Only lines containing the word "effects" belong in the answer; copy each one from the records.

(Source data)
↓↓↓
PR #20202, opened 2018-03-10
DOC: update the pandas.DataFrame.apply docstring

mdeboc:
an unrelated PR):

```
###################### Docstring (pandas.DataFrame.apply) ######################

Apply a function along an axis of the `Series`.

Objects passed to the function are `Series` objects having as index
either the DataFrame's index (`axis=0`)
or the DataFrame's columns (`axis=1`).
If `result_type` is None, the final return type is the return
type of the applied function.
Otherwise, it depends on the `result_type` argument.

Parameters
----------
func : function
    Function to apply to each column or row.
    Axis along which the function is applied:

    * 0 or 'index': apply function to each column.
    * 1 or 'columns': apply function to each row.
broadcast : boolean, optional
    Only relevant for aggregation functions:

    * `False` or `None` : returns a `Series` whose length is the length
      of the index or the number of columns (based on the `axis`
      parameter)
    * `True` : results will be broadcast to the original shape
      of the frame, the original index and columns will be retained.

    .. deprecated:: 0.23.0
       This argument will be removed in a future version, replaced
       by result_type='broadcast'.

raw : boolean, default False
    * `False` : passes each row or column into a `Series` to the
      function.
    * `True` : the passed function will receive ndarray objects
      instead.
    If you are just applying a NumPy reduction function this will
    achieve much better performance.
reduce : boolean or None, default None
    Try to apply reduction procedures. If the `DataFrame` is empty,
    :meth:`apply` will use reduce to determine whether the result
    should be a `Series` or a `DataFrame`. If reduce is None (the
    default), :meth:`apply`'s return value will be guessed by calling
    func on an empty `Series`
    (note: while guessing, exceptions raised by `func` will be
    ignored).
    If reduce is True a `Series` will always be returned, and if
    `False` a `DataFrame` will always be returned.

    .. deprecated:: 0.23.0.
       This argument will be removed in a future version, replaced
       by result_type='reduce'.

result_type : {'expand', 'reduce', 'broadcast', None}
    These only act when `axis=1` (columns):

    * 'expand' : list-like results will be turned into columns.
    * 'reduce' : returns a `Series` if possible rather than expanding
      list-like results. This is the opposite of 'expand'.
    * 'broadcast' : results will be broadcast to the original shape
      of the `DataFrame`, the original index and columns will be
      retained.

    The default behaviour (`None`) depends on the return value of the
    applied function: list-like results will be returned as a `Series`
    of those. However if the apply function returns a `Series` these
    are expanded to columns.

    .. versionadded:: 0.23.0.

args : tuple
    Positional arguments to pass to function in addition to the
    array/series.
kwds :
    Additional keyword arguments to pass as keywords to the function.

Notes
-----
In the current implementation apply calls func twice on the
first column/row to decide whether it can take a fast or slow
code path. This can lead to unexpected behavior if func has
side-effects, as they will take effect twice for the first
column/row.

Examples
--------

We use this DataFrame to illustrate

>>> df = pd.DataFrame(np.tile(np.arange(3), 6).reshape(6, -1) + 1,
...                   columns=['A', 'B', 'C'])
>>> df
   A  B  C
0  1  2  3
1  1  2  3
2  1  2  3
3  1  2  3
4  1  2  3
5  1  2  3

Using a numpy universal function (in this case the same as
``np.sqrt(df)``):

>>> df.apply(np.sqrt)
     A         B         C
0  1.0  1.414214  1.732051
1  1.0  1.414214  1.732051
2  1.0  1.414214  1.732051
3  1.0  1.414214  1.732051
4  1.0  1.414214  1.732051
5  1.0  1.414214  1.732051

Using a reducing function on either axis

>>> df.apply(np.sum, axis=0)
A     6
B    12
C    18
dtype: int64

>>> df.apply(np.sum, axis=1)
0    6
1    6
2    6
3    6
4    6
5    6
dtype: int64

Retuning a list-like will result in a Series

>>> df.apply(lambda x: [1, 2], axis=1)
0    [1, 2]
1    [1, 2]
2    [1, 2]
3    [1, 2]
4    [1, 2]
5    [1, 2]
dtype: object

Passing result_type='expand' will expand list-like results
to columns of a Dataframe

>>> df.apply(lambda x: [1, 2], axis=1, result_type='expand')
   0  1
0  1  2
1  1  2
2  1  2
3  1  2
4  1  2
5  1  2

Returning a Series inside the function is similar to passing
``result_type='expand'``. The resulting column names
will be the Series index.

>>> df.apply(lambda x: pd.Series([1, 2], index=['foo', 'bar']), axis=1)
   foo  bar
0    1    2
1    1    2
2    1    2
3    1    2
4    1    2
5    1    2

Passing ``result_type='broadcast'`` will ensure the same shape
result, whether list-like or scalar is returned by the function,
and broadcast it along the axis. The resulting column names will
be the originals.

>>> df.apply(lambda x: [1, 2, 3], axis=1, result_type='broadcast')
   A  B  C
0  1  2  3
1  1  2  3
2  1  2  3
3  1  2  3
4  1  2  3
5  1  2  3

See also
--------
DataFrame.applymap: For elementwise operations
DataFrame.aggregate: only perform aggregating type operations
DataFrame.transform: only perform transformating type operations

Returns
-------
applied : Series or DataFrame

Errors found:
	Errors in parameters section
		Unknown parameters {'kwds :'}
		Parameter "raw" description should start with capital letter
		Parameter "kwds :" has no type
```

explicitly.

### DIFF
--- a/pandas/core/frame.py
+++ b/pandas/core/frame.py
@@ -4859,18 +4859,18 @@ class DataFrame(NDFrame):
               achieve much better performance.
         reduce : bool or `None`, default `None`
             Try to apply reduction procedures. If the `DataFrame` is empty,
-            :meth:`apply` will use reduce to determine whether the result
+            :meth:`apply` will use `reduce` to determine whether the result
             should be a Series or a `DataFrame`. If ``reduce is None`` (the
             default), :meth:`apply`'s return value will be guessed by calling
-            func on an empty Series
+            `func` on an empty Series
             (note: while guessing, exceptions raised by `func` will be
             ignored).
-            If reduce is True a Series will always be returned, and if
-            `False` a `DataFrame` will always be returned.
+            If ``reduce is True`` a Series will always be returned, and if
+            ``reduce is False`` a `DataFrame` will always be returned.
 
             .. deprecated:: 0.23.0.
                This argument will be removed in a future version, replaced
-               by result_type='reduce'.
+               by ``result_type='reduce'``.
 
         result_type : {'expand', 'reduce', 'broadcast', `None`}
             These only act when ``axis=1`` (columns):
@@ -4898,9 +4898,9 @@ class DataFrame(NDFrame):
 
         Notes
         -----
-        In the current implementation apply calls func twice on the
+        In the current implementation apply calls `func` twice on the
         first column/row to decide whether it can take a fast or slow
-        code path. This can lead to unexpected behavior if func has
+        code path. This can lead to unexpected behavior if `func` has
         side-effects, as they will take effect twice for the first
         column/row.
 
--- a/pandas/core/frame.py
+++ b/pandas/core/frame.py
@@ -4855,8 +4855,8 @@ class DataFrame(NDFrame):
               function.
             * `True` : the passed function will receive ndarray objects
               instead.
-            If you are just applying a NumPy reduction function this will
-            achieve much better performance.
+              If you are just applying a NumPy reduction function this will
+              achieve much better performance.
         reduce : bool or `None`, default `None`
             Try to apply reduction procedures. If the `DataFrame` is empty,
             :meth:`apply` will use reduce to determine whether the result
--- a/pandas/core/frame.py
+++ b/pandas/core/frame.py
@@ -4823,9 +4823,9 @@ class DataFrame(NDFrame):
 
         Objects passed to the function are Series objects whose index is
         either the DataFrame's index (``axis=0``) or the DataFrame's columns
-        (``axis=1``). If ``result_type is None``, the final return type is the
-        return type of the applied function. Otherwise, it depends on the
-        `result_type` argument.
+        (``axis=1``). If ``result_type is None``, the final return type is
+        inferred from the return type of the applied function. Otherwise, it
+        depends on the `result_type` argument.
 
         Parameters
         ----------
--- a/pandas/core/frame.py
+++ b/pandas/core/frame.py
@@ -4892,7 +4892,7 @@ class DataFrame(NDFrame):
         args : tuple
             Positional arguments to pass to function in addition to the
             array/series.
-        kwds :
+        **kwds
             Additional keyword arguments to pass as keywords to the function.
 
         Notes
--- a/pandas/core/frame.py
+++ b/pandas/core/frame.py
@@ -4822,8 +4822,8 @@ class DataFrame(NDFrame):
         Apply a function along an axis of the DataFrame.
 
         Objects passed to the function are Series objects having as index
-        either the DataFrame's index (`axis=0`)
-        or the DataFrame's columns (`axis=1`).
+        either the DataFrame's index (``axis=0``)
+        or the DataFrame's columns (``axis=1``).
         If `result_type` is None, the final return type is the return
         type of the applied function.
         Otherwise, it depends on the `result_type` argument.
@@ -4873,7 +4873,7 @@ class DataFrame(NDFrame):
                by result_type='reduce'.
 
         result_type : {'expand', 'reduce', 'broadcast', None}
-            These only act when `axis=1` (columns):
+            These only act when ``axis=1`` (columns):
 
             * 'expand' : list-like results will be turned into columns.
             * 'reduce' : returns a Series if possible rather than expanding
--- a/pandas/core/frame.py
+++ b/pandas/core/frame.py
@@ -4821,7 +4821,7 @@ class DataFrame(NDFrame):
         """
         Apply a function along an axis of the DataFrame.
 
-        Objects passed to the function are Series objects having as index
+        Objects passed to the function are Series objects whose index is
         either the DataFrame's index (``axis=0``)
         or the DataFrame's columns (``axis=1``).
         If ``result_type is None``, the final return type is the return
--- a/pandas/core/frame.py
+++ b/pandas/core/frame.py
@@ -4858,15 +4858,15 @@ class DataFrame(NDFrame):
               If you are just applying a NumPy reduction function this will
               achieve much better performance.
         reduce : bool or `None`, default `None`
-            Try to apply reduction procedures. If the `DataFrame` is empty,
+            Try to apply reduction procedures. If the DataFrame is empty,
             :meth:`apply` will use `reduce` to determine whether the result
-            should be a Series or a `DataFrame`. If ``reduce is None`` (the
+            should be a Series or a DataFrame. If ``reduce is None`` (the
             default), :meth:`apply`'s return value will be guessed by calling
             `func` on an empty Series
             (note: while guessing, exceptions raised by `func` will be
             ignored).
             If ``reduce is True`` a Series will always be returned, and if
-            ``reduce is False`` a `DataFrame` will always be returned.
+            ``reduce is False`` a DataFrame will always be returned.
 
             .. deprecated:: 0.23.0.
                This argument will be removed in a future version, replaced
@@ -4879,7 +4879,7 @@ class DataFrame(NDFrame):
             * 'reduce' : returns a Series if possible rather than expanding
               list-like results. This is the opposite of 'expand'.
             * 'broadcast' : results will be broadcast to the original shape
-              of the `DataFrame`, the original index and columns will be
+              of the DataFrame, the original index and columns will be
               retained.
 
             The default behaviour (`None`) depends on the return value of the
--- a/pandas/core/frame.py
+++ b/pandas/core/frame.py
@@ -4859,13 +4859,13 @@ class DataFrame(NDFrame):
         reduce : bool or `None`, default `None`
             Try to apply reduction procedures. If the DataFrame is empty,
             `apply` will use `reduce` to determine whether the result
-            should be a Series or a DataFrame. If ``reduce is None`` (the
+            should be a Series or a DataFrame. If ``reduce=None`` (the
             default), `apply`'s return value will be guessed by calling
             `func` on an empty Series
             (note: while guessing, exceptions raised by `func` will be
             ignored).
-            If ``reduce is True`` a Series will always be returned, and if
-            ``reduce is False`` a DataFrame will always be returned.
+            If ``reduce=True`` a Series will always be returned, and if
+            ``reduce=False`` a DataFrame will always be returned.
 
             .. deprecated:: 0.23.0
                This argument will be removed in a future version, replaced
--- a/pandas/core/frame.py
+++ b/pandas/core/frame.py
@@ -4867,7 +4867,7 @@ class DataFrame(NDFrame):
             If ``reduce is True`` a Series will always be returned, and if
↑↑↑
■ Solution to this exercise
side-effects, as they will take effect twice for the first
         side-effects, as they will take effect twice for the first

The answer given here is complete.